Cela fait bien longtemps que les preuves par l’absurde ne font plus plier personne. Et pour cause, le dogme et le ressentiment sont imperméables à la raison pure. Alors inutile d’user du modus ponens ou de syllogismes aristotéliciens, les raisonnements captieux font bien plus de fidèles.

On ne prouve plus, on éprouve. De la peur, de l’hystérie, des voix, des sons, des urnes. Le monde devient hostile, ses habitants à la dérive. Nous sommes à la lisière d’une hallucination collective et de l'hyper-réalité anxiogène. Platonicien et stoïciens se renvoient la balle : « qu’est ce qui nous arrive ? » vs « pourquoi en sommes – nous arrivés là ? ».  

Et c’est alors que se produit l’évènement.

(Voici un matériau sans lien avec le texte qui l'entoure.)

PR #113, opened 2016-07-15
fix: Properly closes connection when it timeout

mlequain:


christkv:
what does this do ? a socket timeout should cause the connection to be closed

mlequain:
The [Node.js documentation](https://nodejs.org/api/net.html#net_event_timeout) specify that a socket timeout doesn't automatically close the connection, it should be closed manually by the user. 

> Event: 'timeout'#
> 
> Added in: v0.1.90
> Emitted if the socket times out from inactivity. This is only to notify that the socket has been idle. The user must manually close the connection.
> 
> See also: socket.setTimeout()

That's why the sockets that timeout are not properly closed and are still open when discarded by your driver, which leads to new connections being created almost continuously since stale ones are never closed properly.

This seems to be happening since this [commit](https://github.com/christkv/mongodb-core/commit/e5d35927b473b5a614c4bd2da9295b18b6e5df3e) but i might be mistaken.

christkv:
fixed and released in 2.2.4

« Vient cet appel qui se rapproche et se retire, on jurerait une lueur à travers bois, ou bien les ombres qui tournoient, dit-on, dans les enfers. Mais ce n’est que l’oiseau nommé l’effraie, qui nous appelle au fond de ces bois de banlieue. Et déjà notre odeur est celle de la pourriture au petit jour, déjà sous notre peau si chaude perce l’os, tandis que sombrent les étoiles au coin des rues. », Philippe Jaccottet, l’effraie, 1953 – p.9

L’effraie est une chouette, aussi nommée Dame blanche, chouette des clochers, Tyto alba, qui n’a jamais laissé personne indifférent. Hier encore considérée comme un oiseau de mauvaise augure…

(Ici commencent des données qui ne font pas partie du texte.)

PR #119, opened 2016-07-26
Ensures calls to Pool.prototype.write() maintain their domain

owenallenaz:
Adds domain logic to the primary query entrance point. According to my tests this allowed the domain to remain for insert(), and find() with consistency, including calls routing through getMore() via batchSize() cursors. This is possible due to the pool refactor, previously it regarded domain peppering through the code base.

### DIFF
--- a/lib/connection/pool.js
+++ b/lib/connection/pool.js
@@ -822,7 +822,20 @@ Pool.prototype.write = function(buffer, options, cb) {
     if(cb) cb(new MongoError('pool destroyed'));
     return;
   }
-
+  
+  if (process.domain && typeof cb === "function") {
+    // if we have a domain bind to it
+    var oldCb = cb;
+    cb = process.domain.bind(function() {
+      // v8 - argumentsToArray one-liner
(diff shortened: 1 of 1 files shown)


christkv:
I definitively am not going to allow a nextTick as it will slow throughput in the driver a fair bit. I might make this configurable instead to avoid the additional latency hit performing the callback in a next tick will imply.

christkv:
merged manually, added tests in mongodb-native and made optional via domainsEnabled option on Server/ReplSet/Mongos and MongoClient.connect

owenallenaz:
I'm fine with the setting, but it is important to point out that the nextTick or setImmediate is absolutely essential whenever working with domains. If it is not done, then domains end up leaking if a new domain is entered within the callback of another domain. It  also must be a nextTick and *not* a setImmediate or the like due to the eccentricities of domains. Regarding performance nextTick is barely noticeable because it queues it at the top of the IO loop, meaning that it's async in flow but sync in performance.

Here is the test file I used when creating the pull request, and you can see what happens if we don't bounce off the event loop.

https://gist.github.com/owenallenaz/5111ac4dd1fdc9564e15c25dfc443cd9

« Elle pousse différents sons aigres, tous si désagréables, que cela, joint à l'idée du voisinage des cimetières et des églises, et encore à l'obscurité de la nuit, inspire de l'horreur et de la crainte aux enfants, aux femmes, et même aux hommes soumis aux mêmes préjugés et qui croient aux revenants, aux sorciers, aux augures : ils regardent l'effraie comme l'oiseau funèbre, le messager de la mort ; ils croient que quand elle se fixe sur une maison, et qu'elle y fait retentir une voix différente de ses cris ordinaires, c'est pour appeler quelqu'un au cimetière. », Histoire naturelle des Oiseaux, Buffon, 1770-1783

Aujourd’hui, l’effraie se fond dans la masse des rapaces, et ne tisonne plus les âmes. « Les chouettes effraies détestent les squatters. Il arrive que des pigeons qui nichent avant elles viennent s’installer dans leur abri. Elles ont vite fait de les déloger et de récupérer leur maison…. Elles avalent entièrement leur proie, sans les dépecer et rejettent des boulettes compactes. »

Désormais, la dame blanche ne fait plus peur à personne, contrairement au Moyen-âge où elle était clouée sur les portes des granges pour conjurer le mauvais sort. Au contraire, l’effraie rassure, le « peigne » sur les premières plumes de ses ailes se dessinant comme une série de pointes rigides, lui assure le vol le plus silencieux de tous les oiseaux de la planète. La chouette glisse dans l’air du temps, apaisant nos sourdes pensées des préjugés hier inaudibles. Le destin des âmes mortes, celle du génie russe Gogol dont le héros Tchichikof cherchait à faire quelque profit en les vendant au plus offrant.  

En attendant, il reste encore un peu d’ombre avant l’obscurité. Et tant qu’il y a de l’ombre, il y a de l’ambre, brin de sagesse, ou bruit de la pensée. 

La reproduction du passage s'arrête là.